- _Records supplied_:

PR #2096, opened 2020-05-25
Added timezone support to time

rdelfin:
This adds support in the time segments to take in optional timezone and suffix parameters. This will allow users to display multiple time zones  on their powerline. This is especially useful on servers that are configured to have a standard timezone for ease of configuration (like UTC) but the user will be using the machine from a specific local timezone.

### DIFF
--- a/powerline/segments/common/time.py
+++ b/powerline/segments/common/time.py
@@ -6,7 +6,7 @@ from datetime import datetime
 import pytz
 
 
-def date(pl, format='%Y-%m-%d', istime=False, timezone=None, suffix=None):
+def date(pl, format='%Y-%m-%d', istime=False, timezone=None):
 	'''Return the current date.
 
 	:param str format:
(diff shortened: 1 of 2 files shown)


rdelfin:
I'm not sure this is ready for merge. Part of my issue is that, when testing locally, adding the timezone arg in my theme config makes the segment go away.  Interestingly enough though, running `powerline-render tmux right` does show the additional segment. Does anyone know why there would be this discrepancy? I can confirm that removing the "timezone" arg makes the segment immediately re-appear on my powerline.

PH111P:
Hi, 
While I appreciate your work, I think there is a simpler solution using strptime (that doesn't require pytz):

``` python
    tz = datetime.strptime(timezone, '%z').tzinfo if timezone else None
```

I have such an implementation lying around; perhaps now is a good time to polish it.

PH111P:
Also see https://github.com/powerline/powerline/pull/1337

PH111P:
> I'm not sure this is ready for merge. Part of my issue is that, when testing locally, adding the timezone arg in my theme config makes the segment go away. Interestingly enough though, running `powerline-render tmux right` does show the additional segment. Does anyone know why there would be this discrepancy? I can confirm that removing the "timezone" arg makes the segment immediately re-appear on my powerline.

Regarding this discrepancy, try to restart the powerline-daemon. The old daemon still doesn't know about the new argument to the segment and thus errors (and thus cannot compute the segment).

...

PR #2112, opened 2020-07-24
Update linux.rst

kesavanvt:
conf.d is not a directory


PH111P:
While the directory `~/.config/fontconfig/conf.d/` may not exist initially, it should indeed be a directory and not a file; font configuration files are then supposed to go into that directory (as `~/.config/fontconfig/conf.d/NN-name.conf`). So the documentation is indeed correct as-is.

- _Exercise directions_: The expected output is every line of the records in which the string "would" appears.

- _Answer to this task_:
I'm not sure this is ready for merge. Part of my issue is that, when testing locally, adding the timezone arg in my theme config makes the segment go away.  Interestingly enough though, running `powerline-render tmux right` does show the additional segment. Does anyone know why there would be this discrepancy? I can confirm that removing the "timezone" arg makes the segment immediately re-appear on my powerline.
> I'm not sure this is ready for merge. Part of my issue is that, when testing locally, adding the timezone arg in my theme config makes the segment go away. Interestingly enough though, running `powerline-render tmux right` does show the additional segment. Does anyone know why there would be this discrepancy? I can confirm that removing the "timezone" arg makes the segment immediately re-appear on my powerline.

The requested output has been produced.